In Matter of Carson (164 Misc. 945, affd. 254 App. Div. 801) the petitioner, a Democratic candidate for the office of Supervisor in the City of Rensselaer, claimed that because of the mechanical failure of the registering mechanism in a certain voting machine, not all of the votes cast for him were indicated by the counter. The petitioner sought an order in pursuance of section 333 of the Election Law for a mechanical examination of the machine and urged that if the examination disclosed a failure to fully record the votes cast for him, that the court take proof by affidavit or by an oral examination of the voters as to the number of votes cast for petitioner and to thereupon direct a recanvass to be made in accordance with the findings reached upon such proof. The court, in granting an order directing the mechanical examination of the machine but denying the balance of the motion, and commenting on section 330 of the Election Law, stated (pp. 948-949):

“ There is, of course, power to correct discrepancies due to clerical mistakes in returning the vote, and by mandamus to compel such correction by the canvassers (Matter of Smith v. Wenzel, 216 N. Y. 421, 426), but here the discrepancy does not arise from any error of the inspectors in recording the vote which could be ascertainable or corrected by an examination of the counters on the machine, but the actual result is dependent upon proof which will supply the deficiencies of the machine. In this case, such proof seems available only by showing how the electors voted.
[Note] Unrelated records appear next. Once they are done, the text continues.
PR #160, opened 2019-05-22
Admins can bulk approve or reject individual events.

### LINKED ISSUE #155: As an admin, I want a faster approval process.
- Some suggestions include auto-approve toggle in settings. (no admin intervention)
- Select all -> approve action
- Plain approve all button

samzx:
resolves #155

## Description

Currently admins, have to click "approve" or "reject" on each individual event to complete their action. This gets tedious and time consuming when admins have to go through a large list (especially if network is slow).

It is noted from admins that they typically approve all outcomes and only occasionally don't approve when users enter a wrong value - for example, they entered hours instead of minutes.

It was suggested to have an auto-approval process: #125 This PR is a solution in between, where approval does require some oversight (such as the before mentioned example) to catch mistakes, but speeds up the approval process immensely.

Also converted tables to React tables for sorting and adjustable column widths.

## References
[Github Issue](https://github.com/zendesk/volunteer_portal/issues/155)

## Implementation notes
The bulk of it is renaming to plural, and converting to react tables

## Screenshots
<details>
<summary>Before</summary>

image

</details>

### After

bulkactiontrim

## CCs
@zendesk/volunteer

## Risks (if any)
* low


app/javascript/pages/admin/IndividualEvents/index.js
```diff
@@ -3,82 +3,168 @@ import { compose, graphql } from 'react-apollo'
...
+  render() {
+    const { data } = this.props
+    const { networkStatus, pendingIndividualEvents } = data
+    return networkStatus === NetworkStatus.loading ? (
+      <Loading />
+    ) : (
+      <div className={s.eventsTable}>
+        <h3>Pending Approval</h3>
+        <div>
+          <select
```
thebritican: could use Garden's select here?

app/javascript/pages/admin/IndividualEvents/main.css
```diff
@@ -178,3 +178,20 @@ textarea {
 .muiTextField hr {
   display: none;
 }
+
+.eventsTable > div {
```
thebritican: instead of coupling to a particular structure & element, why not make a class specific for that `div` and give it a name?

app/javascript/pages/admin/IndividualEvents/main.css
```diff
@@ -178,3 +178,20 @@ textarea {
...
+  border: none;
+}
+
+ .eventsTable > div > div:nth-child(1) > div:nth-child(1) {
```
thebritican: same as above comment. I'm not sure what `eventsTable>div[1][1]` means at a glance

gregziegan (approved):
just some nitpicks. Nice work!

app/javascript/pages/admin/IndividualEvents/index.js
samzx: I don't think we have garden added to this project yet, it's a good idea though. I'd be happy to do a PR later on to redo components to garden components. All the UI isn't too consistent either, forms etc. So might bundle those changes later on.

It's an admin interface so I feel it should be fine for now.

app/javascript/pages/admin/IndividualEvents/main.css
samzx: Same with the comment below, but it's because by using react tables and I wasn't able to tag elements under the api. But after a second look, seems like you can pass `ReactTable` a `style` prop which would be much cleaner. I'll see if I can do that instead.

samzx: Okay, had another look. It seems like the api only allows you to specify styles only for a columns. I think the reason I first did that was because of the css-loader made it hard to target the actual class name ie. 'ReactTable'. I figured it out though 🎉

Quo warranto or a similar action admitting of a plenary examination into the actual votes cast for the office of supervisor in the district in question seems to be the remedy of the petitioner. (People ex rel. Deister v. Wintermute, 194 N. Y. 99.) There, upon mechanical failure of the voting machine properly to record the vote, it was held in an action in quo warranto that proof of the actual vote cast by electors was available to the relator. A summary determination of a question of this kind is not within the jurisdiction of the court. The summary jurisdic*33lion of the Supreme Court in election cases is not inherent. It rests upon the express provisions of the Election Law and it finds its limitations in that statute (Matter of Tamney v. Atkins, 209 N. Y. 202, 206.)”
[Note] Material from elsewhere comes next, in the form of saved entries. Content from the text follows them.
PR #162, opened 2019-05-29
Add SAML Authentication

adam-hart:
## Description

This is a re-work of https://github.com/zendesk/volunteer_portal/pull/150.  I realized that the previous PR wasn't _actually_ SAML, but just OAuth mediated by Okta.  This introduces an actual client-initiated SAML authentication solution.  Like https://github.com/zendesk/volunteer_portal/pull/150, it will default to Google OAuth if the secrets are available, otherwise we will use SAML.

SAML metadata will be stored in the `User` model under a `metadata` column.  [It's a Postgres `jsonb` type](https://www.postgresql.org/docs/9.5/functions-json.html), which has well supported query features.  Its integration into reporting will come later.

@zendesk/volunteer 

## Risks
* Medium:  Could break Google authentication


app/controllers/omniauth_callbacks_controller.rb
```diff
@@ -4,18 +4,23 @@ class OmniauthCallbacksController < ActionController::Base
...
-      return
-    end
+    set_user_photo
+    set_user_metadata
+
+    user.save!
+
+    session[:user_id] = user.id
+
+    redirect_to params[:return_to] || :portal
```
craig-day: we should do some validations on the return_to param. At least make sure it's only a relative URL otherwise this can be used as an attack vector for someone to get people onto a malicious website.

app/controllers/omniauth_callbacks_controller.rb
```diff
@@ -30,39 +35,42 @@ def logout
...
+  def user_signed_in?
+    session[:user_id].present? && User.find_by(id: session[:user_id])
+  end
+  helper_method :user_signed_in?
 
-    redirect_to params[:return_to] || :portal
-  rescue ActiveRecord::RecordInvalid => e
-    render text: e.message, status: :forbidden
+  def verify_callback_contents
+    raise 'Authentication provider must provide email, first_name, and last_name parameters' unless (auth_info.keys & ['email', 'first_name', 'last_name']).size == 3
```
craig-day: line is pretty long, maybe turn into an early return guard or multiline the unless?

app/views/omniauth_callbacks/login.html.erb
```diff
@@ -9,6 +9,10 @@
   </div>
 
   <div class="login-form">
-    <%= button_to 'Sign in with Google', '/auth/google_oauth2', class: 'google-signin-btn' %>
+    <% if ENV['GOOGLE_CLIENT_ID'] %>
+      <%= button_to 'Sign in with Google', '/auth/google_oauth2', class: 'signin-btn google' %>
+    <% else %>
+      <%= button_to 'Sign in with SAML', '/auth/saml', class: 'signin-btn okta' %>
+    <% end %>
```
craig-day: Do we want to if/else here? Or should we just allow both if the settings are there?

config/puma.rb
```diff
@@ -2,6 +2,8 @@
 threads_count = Integer(ENV['RAILS_MAX_THREADS'] || 5)
 threads threads_count, threads_count
 
+worker_timeout 600
```
craig-day: :-1: this should at a minimum be configurable if we want to add it at all

docs/deploy.md
```diff
@@ -26,26 +26,44 @@ You'll need them in the steps to come. The portal's name should be concise and d
...
 
 2. Use a custom domain name.
 
-You can connect any custom domain name you own to your Heroku deployment. We'll go over how to link the two later in the setup, but make sure you know what it is!
+  You can connect any custom domain name you own to your Heroku deployment. We'll go over how to link the two later in the setup, but make sure you know what it is!
 
-### Set up Google OAuth
+### Set up User Authorization
+
+Volunteer Portal currently supports two forms of user authentication:  Google Oauth and SAML.  Choose whichever one makes most sense for you, and follow the instructions below to get started.  If you have requests for more authentication methods, feel free to let us know by joining our Slack channel ([the link is in our main README](https://github.com/zendesk/volunteer_portal/blob/ahart/okta-auth/README.md#volunteer-portal)), or follow [our developer documentation](https://github.com/zendesk/volunteer_portal/blob/ahart/okta-auth/docs/development.md) to add it yourself!
```
craig-day: probably don't want to link to this branch, just use relative URLs for these links.

craig-day (changes requested):
Looks good. I don't see why we can't or shouldn't support both simultaneously. I think that should just involve changing the `if/else` statements to multiple `if` checks to add each thing that is configured.

config/puma.rb
adam-hart: Ah good catch; I did this for debugging and forgot to remove it.

config/initializers/omniauth.rb
```diff
@@ -1,64 +1,41 @@
...
-  # If you need to acquire whether user picture is a default one or uploaded by user.
-  #
-  # provider :google_oauth2, ENV['GOOGLE_KEY'], ENV['GOOGLE_SECRET'], {
-  #   :skip_image_info => false
-  # }
+  if ENV['SAML_ISSUER']
+    provider :saml,
+    :issuer                             => ENV['SAML_ISSUER'],
+    :idp_sso_target_url                 => ENV['SAML_IDP_SSO_TARGET_URL'],
+    :idp_cert                           => ENV['SAML_IDP_CERT']
```
craig-day: these lines should be indented, right? and we probably don't need so much space between key and value. and you can just use `key: value` instead of `:key => value`

craig-day: should these be `ENV.fetch` calls so they blow up if the config is not set?

config/initializers/omniauth.rb
```diff
@@ -1,64 +1,41 @@
...
+      redirect_uri: redirect_uri,
+      setup: ->(env) do
+        env['omniauth.strategy'].options['token_params'] = {
+          redirect_uri: redirect_uri
+        }
+      end
+    }
+
+    if domain = ENV['OAUTH_DOMAIN']
+      options.merge!(hd: domain)
```
craig-day: single key merge is weird, could be 

```rb
options[:hd] = ENV['OAUTH_DOMAIN'] if ENV['OAUTH_DOMAIN']
```


or if you want to keep the if assignment, just set the key instead of merging

app/controllers/omniauth_callbacks_controller.rb
```diff
@@ -30,39 +39,43 @@ def logout
...
-    user.locale       = request.env.dig('omniauth.auth', 'extra', 'raw_info', 'locale')
+  def set_user_photo
+    user.photo = auth_info['image'] if auth_info['image'].present?
+  end
 
-    user.save!
+  def set_user_metadata
+    user.metadata = saml_response_attributes.attributes.keys.each_with_object({}) do |key, metadata|
+      # Ignore default fields we already capture in user or don't care about
+      next if ['first_name', 'last_name', 'email', 'fingerprint'].include?(key)
```
craig-day: should this array be a constant?

app/controllers/omniauth_callbacks_controller.rb
```diff
@@ -30,39 +39,43 @@ def logout
...
+  def user_signed_in?
+    session[:user_id].present? && User.find_by(id: session[:user_id])
+  end
+  helper_method :user_signed_in?
 
-    redirect_to params[:return_to] || :portal
-  rescue ActiveRecord::RecordInvalid => e
-    render text: e.message, status: :forbidden
+  def verify_callback_contents
+    return if (auth_info.keys & ['email', 'first_name', 'last_name']).size == 3
```
craig-day: same here? should it be a constant? Maybe we can reuse the constant between this and `set_user_metadata`

app/controllers/omniauth_callbacks_controller.rb
```diff
@@ -1,21 +1,33 @@
 class OmniauthCallbacksController < ActionController::Base
+  REQUIRED_PARAMS = ['email', 'first_name', 'last_name'].freeze
+  METADATA_IGNORED_PARAMS = REQUIRED_PARAMS + ['fingerprint'].freeze
```
craig-day: I _think_ this is just freezing the `fingerprint` array, and not the resulting `METADATA_IGNORED_PARAMS` params. Might want to wrap in parens, or use `foo.concat(bar).freeze`

craig-day (approved):
might want to fix the frozen array thing, but looks good! :+1:

app/controllers/omniauth_callbacks_controller.rb
adam-hart: You know, I thought about that and then thought, "eh it's concatenating two frozen arrays" but I suppose it's still mutable so I should fix it.

app/controllers/omniauth_callbacks_controller.rb
```diff
@@ -1,21 +1,33 @@
 class OmniauthCallbacksController < ActionController::Base
+  REQUIRED_PARAMS = ['email', 'first_name', 'last_name'].freeze
+  METADATA_IGNORED_PARAMS = (REQUIRED_PARAMS + ['fingerprint']).freeze
```
craig-day: ❤️ thanks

In Matter of Oster v. Village of Jordan (42 Misc 2d 432 [1964]) the petitioner, a write-in candidate, sought to have an election for Village Trustee voided because the machine was set up in such a manner as to make it impossible to write in the name of a candidate. The court held the summary jurisdiction of section 330 of the Election Law does not give the court power to void a general election, but that petitioner could test the matter by a quo warranto proceeding. Justice Cabdamone stated (p. 434): “Although this court determines that the applicant has no remedy under the summary provisions of the Election Law, it does not mean to suggest that the applicant has no remedy at all. The proper remedy here, where title to office is to be tested, is by a quo warranto ’ proceeding (Greene v. Knox, 175 N. Y. 432, 437; Matter of Ingamells v. Board of Elections of Oswego County, 259 App. Div. 36, 39; Executive Law, § 63-b) upon the disputable facts alleged in the affidavits. (Southard v. McGann [279 App. Div. 588].) Where there was a mechanical failure of a voting machine, 1 quo warranto ’ was held to be the proper remedy. (People ex rel. Deister v. Wintermute, 194 N. Y. 99; Matter of Carson, 164 Misc. 945.)”

Since this court is without authority to order a new general election, it follows that it has no power to declare the election of petitioner. For the reasons stated, petitioner’s motion is denied, without costs and without prejudice to the prosecution of such action or other proceeding by petitioner as he may be advised.